Stored data entries
PR #1111, opened 2020-12-23
Implement read interface and infra for category type mapping

cloudnoize:
- Prepare the infrastructure for the read interface, which will be wired when all categories will be implemented.
- Implement the mapping of categories to their corresponding type, and use it on Blockchain construction when loading the categories to memory.
-  Adding logger
- Optimization: creation of a raw block on add block, in order to use it for the next add block digest computation.
- ```RawBlock``` and ```Updates``` share the same CMF struct for seamless conversions.

### DIFF
--- a/kvbc/include/categorization/column_families.h
+++ b/kvbc/include/categorization/column_families.h
@@ -22,4 +22,6 @@ inline const auto IMMUTABLE_KV_CF_SUFFIX = std::string{"_immutable"};
 inline const auto BLOCKS_CF = std::string{"blocks"};
 inline const auto ST_CHAIN_CF = std::string{"st_chain"};
 
+inline const auto CAT_ID_TYPE_CF = std::string{"cat_id_type"};
+
 }  // namespace concord::kvbc::categorization::detail
--- a/kvbc/include/categorization/kv_blockchain.h
+++ b/kvbc/include/categorization/kv_blockchain.h
@@ -18,16 +18,21 @@
 #include <memory>
 #include "blocks.h"
 #include "blockchain.h"
+#include "immutable_kv_category.h"
 
 #include "kv_types.hpp"
 
 namespace concord::kvbc::categorization {
 
-class KeyValueBlockchain {
- public:
-  KeyValueBlockchain(const std::shared_ptr<concord::storage::rocksdb::NativeClient>& native_client)
-      : native_client_{native_client}, block_chain_{native_client_}, state_transfer_block_chain_{native_client_} {}
+// Temp forward declearations
+struct MerkleCategory {};
+struct KVHashCategory {};
 
+class KeyValueBlockchain {
+  using VersionedRawBlock = std::pair<BlockId, std::optional<categorization::RawBlock>>;
+
+ public:
+  KeyValueBlockchain(const std::shared_ptr<concord::storage::rocksdb::NativeClient>& native_client, bool link_st_chain);
   /////////////////////// Add Block ///////////////////////
 
   BlockId addBlock(Updates&& updates);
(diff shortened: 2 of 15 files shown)


kvbc/include/categorization/column_families.h
```diff
@@ -22,4 +22,6 @@ inline const auto IMMUTABLE_KV_CF_SUFFIX = std::string{"_immutable"};
 inline const auto BLOCKS_CF = std::string{"blocks"};
 inline const auto ST_CHAIN_CF = std::string{"st_chain"};
 
+inline const auto CAT_ID_TYPE = std::string{"cat_id_type"};
```
dartdart26, line 25: Nit: Maybe can add `_CF` to designate it is a column family.

kvbc/test/categorization/kv_blockchain_test.cpp
```diff
@@ -478,6 +476,159 @@ TEST_F(categorized_kvbc, link_state_transfer_chain) {
   }
 }
 
+TEST_F(categorized_kvbc, creation_of_category_type_cf) {
+  KeyValueBlockchain block_chain{db, true};
+  ASSERT_TRUE(db->hasColumnFamily(detail::ST_CHAIN_CF));
```
dartdart26, line 481: Should we check for the `CAT_ID_TYPE` instead?

kvbc/test/categorization/kv_blockchain_test.cpp
```diff
@@ -478,6 +476,159 @@ TEST_F(categorized_kvbc, link_state_transfer_chain) {
...
+}
+
+TEST_F(categorized_kvbc, instantiation_of_categories) {
```
dartdart26, line 484: Nice test!

kvbc/include/categorization/kv_blockchain.h
```diff
@@ -90,25 +133,56 @@ class KeyValueBlockchain {
...
   detail::Blockchain block_chain_;
   detail::Blockchain::StateTransfer state_transfer_block_chain_;
+
+  // Holds the last raw block of the last corresponding block that was added.
+  // Used to save construction of a raw block per addBlock method.
+  // E.L - compare this with getRawBlock to see they are equal
+  VersionedRawBlock last_raw_block_;
+
+ public:
+  struct KeyValueBlockchain_tester {
```
dartdart26, line 170: Nit: Maybe we can make the members we need for testing `public` and just use them. Rationale is that we are in the `detail` namespace anyway, i.e. we care about encapsulation a bit less. Just a suggestion, no need to change.

kvbc/src/categorization/kv_blockchain.cpp
```diff
@@ -12,9 +12,57 @@
...
+  // is getValue() that returns keys from the blockchain only and ignores keys in the temporary state
+  // transfer chain.
+  linkSTChainFrom(getLastReachableBlockId() + 1);
+}
+
+void KeyValueBlockchain::instantiateCategories() {
+  auto itr = native_client_->getIterator(detail::CAT_ID_TYPE);
+  itr.first();
+  while (itr) {
+    auto cat_type = static_cast<detail::CATEGORY_TYPE>(itr.valueView()[0]);
```
dartdart26, line 41: Maybe we can assert that the value size is 1.

kvbc/src/categorization/kv_blockchain.cpp
```diff
@@ -234,17 +441,25 @@ KeyValueUpdatesInfo KeyValueBlockchain::handleCategoryUpdates(
...
-  for (auto& [k, v] : updates.kv) {
-    (void)v;
-    skvui.tagged_keys[k] = std::move(v.tags);
+ImmutableUpdatesInfo KeyValueBlockchain::handleCategoryUpdates(BlockId block_id,
+                                                               const std::string& category_id,
+                                                               ImmutableUpdatesData&& updates,
+                                                               concord::storage::rocksdb::NativeWriteBatch& write_batch,
+                                                               categorization::RawBlock& raw_block) {
+  // if true means that category is new and we should create an instance of it.
+  if (insertCategoryMapping(category_id, detail::CATEGORY_TYPE::immutable, write_batch)) {
```
dartdart26, line 450: Is it possible to first lookup in `categories_`, in order to avoid the DB lookup? Once we instantiate categories in the constructor, I suppose we can assume that the memory map is in sync with the DB and only update them both when a new category appears. Please let me know if I miss something.

kvbc/test/categorization/kv_blockchain_test.cpp
```diff
@@ -478,6 +476,159 @@ TEST_F(categorized_kvbc, link_state_transfer_chain) {
...
+
+  ASSERT_EQ(cats.count("kvhash"), 1);
+  ASSERT_THROW(std::get<MerkleCategory>(cats["kvhash"]), std::bad_variant_access);
+  ASSERT_NO_THROW(std::get<KVHashCategory>(cats["kvhash"]));
+}
+
+TEST_F(categorized_kvbc, throw_on_non_exist_category_type) {
+  KeyValueBlockchain block_chain{db, true};
+  auto wb = db->getBatch();
+  wb.put(detail::CAT_ID_TYPE, std::string("merkle"), std::string(1, static_cast<char>(4)));
```
dartdart26, line 517: Maybe we can change the hardcoded value of 4 to some special enum value (i.e. last + 1, invalid cat ID or something like that) in order make it more explicit and reduce the risk of this test failing at some point.

kvbc/test/categorization/kv_blockchain_test.cpp
cloudnoize: copy paste err probably :)

kvbc/src/categorization/kv_blockchain.cpp
cloudnoize: good catch, missed it, thanks!

kvbc/test/categorization/kv_blockchain_test.cpp
cloudnoize: true

kvbc/src/categorization/blockchain.cpp
```diff
@@ -12,18 +12,24 @@
 // file.
 
 #include "categorization/blockchain.h"
+#include "Logger.hpp"
 
 namespace concord::kvbc::categorization::detail {
 
 Blockchain::Blockchain(const std::shared_ptr<concord::storage::rocksdb::NativeClient>& native_client)
     : native_client_{native_client} {
+  if (detail::createColumnFamilyIfNotExisting(detail::BLOCKS_CF, *native_client_.get())) {
```
dartdart26, line 21: Nit: Can simplify by doing `*native_client` only.

kvbc/src/categorization/kv_blockchain.cpp
dartdart26: Thanks! I guess if we assume that we are creating categories rarely, we can even first look up in `categories_` (and not in `categories_types_`) and expect that most of the time that will be enough to know it is an existing category. Doing so can avoid the 2 lookups we need now (both in `categories_` and `categories_types_`).

kvbc/test/categorization/kv_blockchain_test.cpp
```diff
@@ -478,6 +476,170 @@ TEST_F(categorized_kvbc, link_state_transfer_chain) {
...
+  ASSERT_THROW(block_chain.getBlockData(889), std::runtime_error);
+  ASSERT_THROW(block_chain.getBlockData(887), std::runtime_error);
+  auto updates = block_chain.getBlockData(888);
+  auto variant = updates.kv[cf];
+  auto merkle_updates = std::get<MerkleUpdatesData>(variant);
+  // check reconstruction of original kv
+  ASSERT_EQ(merkle_updates.kv[key], value);
+}
+
+TEST_F(categorized_kvbc, validate_category_creation_on_add) {
```
dartdart26, line 600: Maybe we can add a test that updates keys for category `C` as one type and then, in the next block, tries to do the same, but for another type. It might be that is covered by the `instantiation_of_categories` test and is not needed. Please let me know if you think it makes sense.

dartdart26 (approved):
Great job @cloudnoize, looks great, thanks!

■ **Problem to work on**
Where does "Please" appear in the records above? Copy each line that holds it.

■ **Response to the task**
dartdart26, line 450: Is it possible to first lookup in `categories_`, in order to avoid the DB lookup? Once we instantiate categories in the constructor, I suppose we can assume that the memory map is in sync with the DB and only update them both when a new category appears. Please let me know if I miss something.
dartdart26, line 600: Maybe we can add a test that updates keys for category `C` as one type and then, in the next block, tries to do the same, but for another type. It might be that is covered by the `instantiation_of_categories` test and is not needed. Please let me know if you think it makes sense.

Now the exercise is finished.